PR #1535, opened 2023-12-11
Introduce IsLinearCategoryOverCommutativeRingWithFinitelyGeneratedFreeExternalHoms

zickgraf:
I would like to introduce a property for categories having `BasisOfExternalHom` and `CoefficientsOfExternalHom`. My first suggestion is
```
IsLinearCategoryOverCommutativeRingWithFiniteFreeHomSpaces
```
There are various possible alternatives:
* `...WithFinitelyGeneratedFree...`: is a bit longer but more precise
* `...HomSets`: to avoid a connection to vector spaces
* `...ExternalHoms`: matches `BasisOfExternalHom`

I don't have a strong preference. @mohamed-barakat @kamalsaleh What would be your preference?

### DIFF
--- a/CAP/PackageInfo.g
+++ b/CAP/PackageInfo.g
@@ -10,7 +10,7 @@ SetPackageInfo( rec(
 
 PackageName := "CAP",
 Subtitle := "Categories, Algorithms, Programming",
-Version := "2023.12-07",
+Version := "2023.12-08",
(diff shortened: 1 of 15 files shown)


kamalsaleh:
I would probably have used the term `IsLinearCategoryOverCommutativeRingWithFinitelyGeneratedFreeExternalHoms`, it is long but still a bit shorter than `InterpretMorphismFromDistinguishedObjectToHomomorphismStructureAsMorphism` :-)

zickgraf:
> I would probably have used the term `IsLinearCategoryOverCommutativeRingWithFinitelyGeneratedFreeExternalHoms`, it is long but still a bit shorter than `InterpretMorphismFromDistinguishedObjectToHomomorphismStructureAsMorphism` :-)

Sounds good! I agree that we should prefer precision over brevity :-)

zickgraf:
> > Sounds good! I agree that we should prefer precision over brevity :-)
> 
> Me too.

Perfect! Thank you both for the fast reply.

PR #1539, opened 2023-12-12
enable FreydCategory to set IsLinearCategoryOverCommutativeRingWithFinitelyGeneratedFreeExternalHoms

mohamed-barakat:


mohamed-barakat:
This PR is needed to fix https://github.com/homalg-project/CategoricalTowers/pull/465. Please feel free to alter and force push.

zickgraf:
I have updated the PR:
1. I have moved the new check inside the old check for `IsLinearCategory...`. This avoids checking `HasCommutativeRingOfLinearCategory` twice and allows to ensure that all the checks refer to the same ring.
2. We should not use `and` for filters if we want future compatibility with Julia.

PR #1574, opened 2024-01-21
outsourced the adjunction operations to seperate files

mohamed-barakat:
in order to use their left AND right versions for the symmetric monoidal structures


mohamed-barakat:
Do not need this anymore. Will close without merging.

PR #1586, opened 2024-02-06
derived left from right tensor-internal hom-adjunction and vice versa

mohamed-barakat:


MonoidalCategories/gap/SymmetricClosedMonoidalCategoriesDerivedMethods.gi
```diff
@@ -4,6 +4,132 @@
...
+                                   TensorProductOnObjects( cat, b, a ),
+                                   a,
+                                   b,
+                                   Source( f ) ),
+                           ## f: a ⊗ b → c
+                           f ),
+                   ## Hom( a, c )
+                   i );
+    
+end : CategoryFilter := IsSymmetricClosedMonoidalCategory );
```
TKuh, line 34: From today's discussion: would `IsBraidedMonoidalCategory` suffice?

PR #1678, opened 2024-09-13
Replace operation_weights in CategoryConstructor by a better mechanism

zickgraf:
When using the string "default" for create_func_\*, one must now set the option `underlying_category`, from which the weight is determined. If create_func_\* is a function, one can (optionally) set a weight by returning a pair of a string and an integer (instead of only a string).

@mohamed-barakat This PR partially implements a suggestion you had: You suggested to pass an underlying category to CategoryConstructor from which the weights can be taken. I argued that this does not make sense in general. However, while working with the weights, I noticed that it indeed does make sense in a specific case, namely when using the string "default" for create_func_\*. This PR now requires to set the option `underlying_category` when using the string "default". This sets the correct weights, which probably requires changes like recompiling code. Please tell me when I can merge, i.e. when you have to time to adjust things in CategoricalTowers.

### DIFF
--- a/CAP/PackageInfo.g
+++ b/CAP/PackageInfo.g
@@ -10,7 +10,7 @@ SetPackageInfo( rec(
 
 PackageName := "CAP",
 Subtitle := "Categories, Algorithms, Programming",
-Version := "2024.10-08",
+Version := "2024.11-01",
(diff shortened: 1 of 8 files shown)


mohamed-barakat:
Das gefällt mir sehr gut, vielen Dank. Ich bräuchte allerdings etwas Zeit um die notwendigen Anpassungen zu machen.

zickgraf:
@mohamed-barakat You can merge this PR once the changes required in CategoricalTowers are implemented.

PR #1704, opened 2024-10-17
Cache precompiled functions without irreversible optimizations for future use

zickgraf:


zickgraf:
Ignoring the cached functions completely for the code coverage is not as simple as I thought because the `end` of the function is actually marked as covered and ignoring covered lines throws an error to avoid misuse of `COVERAGE_IGNORE_*`. Hence, FinSetsForCAP will have to actually call the cached functions in the tests.

PR #1748, opened 2025-06-21
Clarify category of source/range objects in `ReinterpretationOfMorphism`

TKuh:
I become constantly confused to which category `source` and `range` in a call to `ReinterpretationOfMorphism` belong to and the documentation does not clearly state this.

### DIFF
--- a/CAP/gap/ReinterpretationOfCategory.gd
+++ b/CAP/gap/ReinterpretationOfCategory.gd
@@ -249,8 +249,8 @@ CapJitAddTypeSignature( "ModelingMorphism", [ IsCapCategory, IsCapCategoryMorphi
 end );
 
 #! @Description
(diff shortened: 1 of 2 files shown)


CAP/gap/ReinterpretationOfCategory.gd
```diff
@@ -249,7 +249,7 @@ CapJitAddTypeSignature( "ModelingMorphism", [ IsCapCategory, IsCapCategoryMorphi
 end );
 
 #! @Description
-#!  Returns the reinterpretation in `R` with given source and range of a morphism <A>mor</A> in `ModelingCategory`(<A>R</A>).
+#!  Returns the reinterpretation in `R` with given source and range in `R` of a morphism <A>mor</A> in `ModelingCategory`(<A>R</A>).
 #! @Arguments R, source, obj, range
```
mohamed-barakat, line 253: please also change obj -> mor

PR #1758, opened 2025-06-30
New package `AdditiveClosuresForCAP`

TKuh:
Split from `FreydCatgoriesForCAP`.


mohamed-barakat (changes requested):
Thank you very much. Could you please
1. on this branch pull --rebase CAP_project
2. pull --rebase PackageJanitor
3. apply PackageJanitor (it will delete the subsplit push for GroupsAsCategories)
4. Rebump version of ModulePresentationsForCAP
5. update this PR

TKuh:
> There is an error during simulating the release:
> 
> ```
> ERROR: HTML manual contains absolute paths
> ```

Yes, but I can't figure out where these absolute paths come from. :/ On my machine, I also get absolute paths for `CAP`, and they do not seem to cause trouble?

kamalsaleh:
For some reason, I can see in the action logs the following line:

`makefile:136: target 'ci-test_AdditiveClosuresForCAP' does not exist`

The same for other packages like _AttributeCategoryForCAP_. Maybe investigating that and comparing with old actions might solve the issue.

mohamed-barakat (approved):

▸ **Aim of the exercise**
Both end lines included, restate word for word the lines above from the line with "I have updated" to the line with "TKuh, line 34: From", and nothing else.

▸ **Output for this task**
I have updated the PR:
1. I have moved the new check inside the old check for `IsLinearCategory...`. This avoids checking `HasCommutativeRingOfLinearCategory` twice and allows to ensure that all the checks refer to the same ring.
2. We should not use `and` for filters if we want future compatibility with Julia.

PR #1574, opened 2024-01-21
outsourced the adjunction operations to seperate files

mohamed-barakat:
in order to use their left AND right versions for the symmetric monoidal structures


mohamed-barakat:
Do not need this anymore. Will close without merging.

PR #1586, opened 2024-02-06
derived left from right tensor-internal hom-adjunction and vice versa

mohamed-barakat:


MonoidalCategories/gap/SymmetricClosedMonoidalCategoriesDerivedMethods.gi
```diff
@@ -4,6 +4,132 @@
...
+                                   TensorProductOnObjects( cat, b, a ),
+                                   a,
+                                   b,
+                                   Source( f ) ),
+                           ## f: a ⊗ b → c
+                           f ),
+                   ## Hom( a, c )
+                   i );
+    
+end : CategoryFilter := IsSymmetricClosedMonoidalCategory );
```
TKuh, line 34: From today's discussion: would `IsBraidedMonoidalCategory` suffice?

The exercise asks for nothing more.